Караульный присел у двери, зевнул и скоро задремал. Андрюха прислушался к храпу охранника, отошел в дальний угол сарая и попытался оторвать доску стены. Доска помаленьку начала поддаваться. Андрюха потянул сильней — доска отскочила. Следом за ней та же участь постигла и вторую. Узник протиснулся в образовавшийся лаз и через несколько мгновений, оказался на свободе. Оглянувшись по сторонам, он растворился в ночной тьме. Караульный вдруг вздрогнул во сне, проснулся, испуганно посмотрел на дверь сарая, потом позвал:
— Эй, Журавель! Ты спишь ли, че ли?
Ответа не последовало. Он вскочил и обошел сарай. Заметив на другом конце отверстие в стене, крикнул в него:
— Журавель! Ты тут?! Отвечай, не то стрельну!
Не дождавшись ответа, солдат открыл сарай, забежал внутрь и, тут же выскочив наружу, выстрелил в воздух и заорал:
— Тревога! Сбежал! Журавель сбежал!
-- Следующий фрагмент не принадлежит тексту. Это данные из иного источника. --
PR #277, opened 2022-04-06
add examples of more Marshallers.

MikeStall:
test-only, no product change.


jorisdg (commented):
Looks good and covers the scenario we discussed. Just wondering if maybe it needs a bit more comment in the code to explain the point of marshalling the T type, ignoring the wrapper type itself?

src/tests/Microsoft.PowerFx.Interpreter.Tests/Scenarios/ScenarioCustomMarshaler.cs
```diff
@@ -69,5 +69,164 @@ public void Test()
...
+            ((TestObj)d["test"]).Field1 = 12;
+            var result2 = engine.Eval("x.test.Field1");
+            Assert.Equal(12.0, ((NumberValue)result2).Value);
+
+            // It's strongly typed, so we can give design-time errors for missing fields. 
+            var result3 = engine.Check("x.missing");
+            Assert.False(result3.IsSuccess);
+
+            // runtime casting error.             
+            Assert.Throws<AggregateException>(() => engine.Eval("x.bool"));
```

Ой ты мнеченьки, что же теперь со мной-то будет?! Тревога! Караул!
Стук в окно разбудил Катерину. Она зажгла светец и подошла к окну.
— Ой, Андрейка! Сейчас открою. Вот радость-то!
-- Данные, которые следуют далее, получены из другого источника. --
PR #278, opened 2022-04-06
Make Token public

ivanradicek:
Convert `Token` class from internal to public, in order to remove some of `InternalsVisibleTo` projects. This also includes making public some of dependent types.

### DIFF
--- a/src/libraries/Microsoft.PowerFx.Core/Lexer/WhitespaceToken.cs
+++ b/src/libraries/Microsoft.PowerFx.Core/Lexer/WhitespaceToken.cs
@@ -21,7 +21,7 @@ namespace Microsoft.PowerFx.Core.Lexer
             Value = value;
         }
 
-        public override Token Clone(Span ts)
+        internal override Token Clone(Span ts)
         {
             return new WhitespaceToken(Value, ts);
         }
--- a/src/libraries/Microsoft.PowerFx.Core/Localization/Span.cs
+++ b/src/libraries/Microsoft.PowerFx.Core/Localization/Span.cs
@@ -28,12 +28,7 @@ namespace Microsoft.PowerFx.Core.Localization
         /// </summary>
         public int Lim { get; }
 
-        /// <summary>
-        /// Initializes a new instance of the <see cref="Span"/> class.
-        /// </summary>
-        /// <param name="min"></param>
-        /// <param name="lim"></param>
-        public Span(int min, int lim)
+        internal Span(int min, int lim)
         {
             Contracts.CheckParam(min >= 0, "min");
             Contracts.CheckParam(lim >= min, "lim");
@@ -87,15 +82,8 @@ namespace Microsoft.PowerFx.Core.Localization
             return Min + match.Length <= script.Length && string.CompareOrdinal(script, Min, match, 0, match.Length) == 0;
         }
 
-        /// <summary>
-        /// Generic span replacer. Given a set of unordered spans and replacement strings for 
-        /// each, this produces a new string with all the specified spans replaced accordingly.
-        /// </summary>
-        /// <param name="script"></param>
-        /// <param name="worklist"></param>
-        /// <returns></returns>
         [TransportDisabled]
-        public static string ReplaceSpans(string script, IEnumerable<KeyValuePair<Span, string>> worklist)
+        internal static string ReplaceSpans(string script, IEnumerable<KeyValuePair<Span, string>> worklist)
         {
             Contracts.AssertValue(script);
             Contracts.AssertValue(worklist);
--- a/src/libraries/Microsoft.PowerFx.Core/Localization/Span.cs
+++ b/src/libraries/Microsoft.PowerFx.Core/Localization/Span.cs
@@ -66,14 +66,8 @@ namespace Microsoft.PowerFx.Core.Localization
             return string.Format(CultureInfo.InvariantCulture, "({0},{1})", Min, Lim);
         }
 
-        /// <summary>
-        /// Checks whether this span starts with some text.
-        /// </summary>
-        /// <param name="script"></param>
-        /// <param name="match"></param>
-        /// <returns></returns>
         [TransportDisabled]
-        public bool StartsWith(string script, string match)
+        internal bool StartsWith(string script, string match)
         {
             Contracts.AssertValue(script);
             Contracts.Assert(Min <= script.Length);
--- a/src/libraries/Microsoft.PowerFx.Core/Localization/Span.cs
+++ b/src/libraries/Microsoft.PowerFx.Core/Localization/Span.cs
@@ -11,14 +11,28 @@ using StringBuilderCache = Microsoft.PowerFx.Core.Utils.StringBuilderCache<Micro
 
 namespace Microsoft.PowerFx.Core.Localization
 {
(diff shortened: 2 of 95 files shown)


src/libraries/Microsoft.PowerFx.Core/Localization/Span.cs
```diff
@@ -60,8 +87,13 @@ public bool StartsWith(string script, string match)
...
-        // each, this produces a new string with all the specified spans replaced accordingly.
+        /// <summary>
+        /// Generic span replacer. Given a set of unordered spans and replacement strings for 
+        /// each, this produces a new string with all the specified spans replaced accordingly.
+        /// </summary>
+        /// <param name="script"></param>
+        /// <param name="worklist"></param>
+        /// <returns></returns>
         [TransportDisabled]
         public static string ReplaceSpans(string script, IEnumerable<KeyValuePair<Span, string>> worklist)
```
lesaltzm, line 98: Not sure ReplaceSpans or StartsWith need to be public. They're internal utilities, but I don't think they need to be exposed.

src/libraries/Microsoft.PowerFx.Core/Lexer/WhitespaceToken.cs
```diff
@@ -21,9 +21,9 @@ public WhitespaceToken(string value, Span span)
             Value = value;
         }
```
lesaltzm, line 22: Not your change, but why isn't this in Lexer/Tokens?

src/libraries/Microsoft.PowerFx.Core/Localization/Span.cs
```diff
@@ -11,13 +11,28 @@
...
+        /// End index of this span.
+        /// </summary>
         public int Lim { get; }
 
+        /// <summary>
+        /// Initializes a new instance of the <see cref="Span"/> class.
+        /// </summary>
+        /// <param name="min"></param>
+        /// <param name="lim"></param>
         public Span(int min, int lim)
```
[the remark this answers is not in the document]
ivanradicek: Note that this was all already public, I mostly added comments. But for sure, I can change relevant stuff to internal.

src/libraries/Microsoft.PowerFx.Core/Public/Engine.cs
```diff
@@ -70,8 +83,9 @@ public CheckResult Check(string expressionText, RecordType parameterType = null)
                 parameterType = new RecordType();
             }
 
-            var formula = new Formula(expressionText);
+            var formula = new Formula(expressionText, loc: Config.LanguageSettings);
```
lesaltzm, line 86: We don't want to enable locale-specific parsing yet, without writing a ton of tests. I think leaving out this for now is the right approach.

src/libraries/Microsoft.PowerFx.Core/Localization/Span.cs
ivanradicek: Same as above - this was already public. Will make internal.

src/libraries/Microsoft.PowerFx.Core/Public/Engine.cs
```diff
@@ -70,8 +83,9 @@ public CheckResult Check(string expressionText, RecordType parameterType = null)
...
 
+            // TODO: Can we enable expression chaining via some config option?
```
lesaltzm, line 88: Chaining is for side-effectful expressions, and we haven't yet added support for that in the interpreter. For now, Flags.None is the only supported mode

src/libraries/Microsoft.PowerFx.Core/Localization/Span.cs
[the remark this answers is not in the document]
lesaltzm: Ah, good point. Sorry I missed that.

src/libraries/Microsoft.PowerFx.Core/Lexer/WhitespaceToken.cs
ivanradicek: Good point. Note that the namespace is also different (matches the location). Should I move it?

src/libraries/Microsoft.PowerFx.Core/Localization/Span.cs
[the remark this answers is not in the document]
lesaltzm: In general all these constructors should be internal. We want these to come from Parse/Tokenize apis, not directly built by hosts.

src/libraries/Microsoft.PowerFx.Core/Lexer/WhitespaceToken.cs
lesaltzm: Yeah, I think so.

src/libraries/Microsoft.PowerFx.Core/Localization/Span.cs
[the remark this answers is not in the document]
ivanradicek: Makes sense.

src/libraries/Microsoft.PowerFx.Core/Localization/Span.cs
```diff
@@ -11,14 +11,24 @@
 
 namespace Microsoft.PowerFx.Core.Localization
 {
+    /// <summary>
+    /// Span in the text formula.
+    /// </summary>
     [TransportType(TransportKind.ByValue)]
```
MikeStall, line 17: >TransportType [](http://example.com/codeflow?start=5&length=13)

TransportType classes are brittle ... there's a custom codegen step that runs against them, reflects over it, and may do weird things based on public vs. internal.  
Definitely double check the changes with PAClient.

src/libraries/Microsoft.PowerFx.Core/Public/Engine.cs
ivanradicek: Removed.

src/libraries/Microsoft.PowerFx.Core/Public/Engine.cs
ivanradicek: OK. Removed.

src/libraries/Microsoft.PowerFx.Core/Localization/Span.cs
ivanradicek: I only changed public constructors to internal as McCall suggested. Other changes include adding only comments. I did try to compile with PAClient and there seem to be no problem. Should I do any further tests?

MikeStall: TransportType uses reflection, so it may actually care about the public vs. internal ctor. Not sure.. It's brittle.

lesaltzm: I changed the generator there to look at internals as well when we were doing this migration initially, so it should be safe. In general for transport, if it built, you should be fine. But it's something we'll be aware of when this is checked in.

lesaltzm (approved):
🚢

src/libraries/Microsoft.PowerFx.Core/Localization/Span.cs
ivanradicek: Great, thanks!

Андрей ввалился в двери, и Катерина повисла у него на шее.
— Милый мой, милый. Журавлик мой. Ой, да что я на пороге-то. Проходи. Не ждала тебя сегодня.
Андрюха быстро прошагал в дом и прошептал:
— Сбежал я, Катерина!
— Сбежал все-таки! Ой горе ты мое! Да что тебе не жилось-то? Как же теперь-то?
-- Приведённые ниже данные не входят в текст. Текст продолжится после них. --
PR #280, opened 2022-04-06
Show OptionSets in interpreter intellisense

lesaltzm:
This pipes the PowerFxConfig object into intellisense, so that it can be used to show suggestions for globals in the interpreter.


src/libraries/Microsoft.PowerFx.Core/Texl/Intellisense/Intellisense.cs
```diff
@@ -22,13 +22,13 @@ namespace Microsoft.PowerFx.Core.Texl.Intellisense
     internal partial class Intellisense : IIntellisense
     {
         protected readonly IReadOnlyList<ISuggestionHandler> _suggestionHandlers;
-        protected readonly EnumStore _enumStore;
+        protected readonly PowerFxConfig _config;
 
-        public Intellisense(EnumStore enumStore, IReadOnlyList<ISuggestionHandler> suggestionHandlers)
+        public Intellisense(PowerFxConfig config, IReadOnlyList<ISuggestionHandler> suggestionHandlers)
```
MikeStall, line 27: >Intellisense(PowerFxConfig config, [](http://example.com/codeflow?start=15&length=34)

Will this be an inssue for PAClient? 
CanvasIntellisense., DataverseIntellisense both impl it.

src/libraries/Microsoft.PowerFx.Core/Texl/Intellisense/IntellisenseData/IntellisenseData.cs
```diff
@@ -308,6 +311,17 @@ internal virtual void AddCustomSuggestionsForValuePossibilities()
...
         internal virtual void AddCustomSuggestionsForGlobals()
         {
+            foreach (var global in _powerFxConfig.GetSymbols())
+            {
+                var type = DType.Unknown;
+
+                if (global is IExternalOptionSet optionSet)
+                {
+                    type = optionSet.Type;
+                }
```
MikeStall, line 321: Can symbols know their type? 
Seems like every symbol would need that, and having to cast to specific symbol types is brittle.

MikeStall (approved):
:shipit:

src/libraries/Microsoft.PowerFx.Core/Texl/Intellisense/IntellisenseData/IntellisenseData.cs
lesaltzm: #287

src/libraries/Microsoft.PowerFx.Core/Texl/Intellisense/Intellisense.cs
lesaltzm: Yes, updated

VamsiModem (approved):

— Катенька, люба ты моя! Арестовали меня. За то, что к побегу ребят подговаривал. Сморчок, сука, настучал в Тобольске на меня. Жаль, не добил я его здесь.
— Андрей, что ты страшное такое говоришь! Господи, что же делать-то теперь?
— Пойду к Демидовым пока, а там посмотрим. Бежать-то, вишь, как пришлось наскоро.
— А как ты с-под караула-то?
— Да не бойся, все нормально, доски вывернул да и дал деру. Я, Катенька, пойду, а не то сюда прийти могут. Знают ведь про тебя.
— Ой, Журавлик ты мой непутевый. Обожди, я тебе поесть соберу в дорогу.
Катерина бросилась в сенки и загремела посудой. Андрюха вышел следом за ней. У двери он остановился. Катерина протянула ему узелок.
— Андрюшенька!
— Катенька! Прости! Видит Бог — виноват перед тобой. Прости. Ты жди меня. Обязательно жди. Все у нас еще сладится. А без тебя мне жизни не будет…
Катерина замялась, хотела что-то сказать, но не решилась. Андрей обнял ее, поцеловал и быстро пошел к калитке. Катерина бросилась вслед и догнала его.
— Андрюшенька!
— Катенька!
— Андрюшенька, милый. Ты береги себя. Ради ребеночка нашего.
— Как ты сказала?
— У бабки сегодня была. Сказала, что понесла я. Сын будет, Андрюшенька! Сынок. Журавленок маленький.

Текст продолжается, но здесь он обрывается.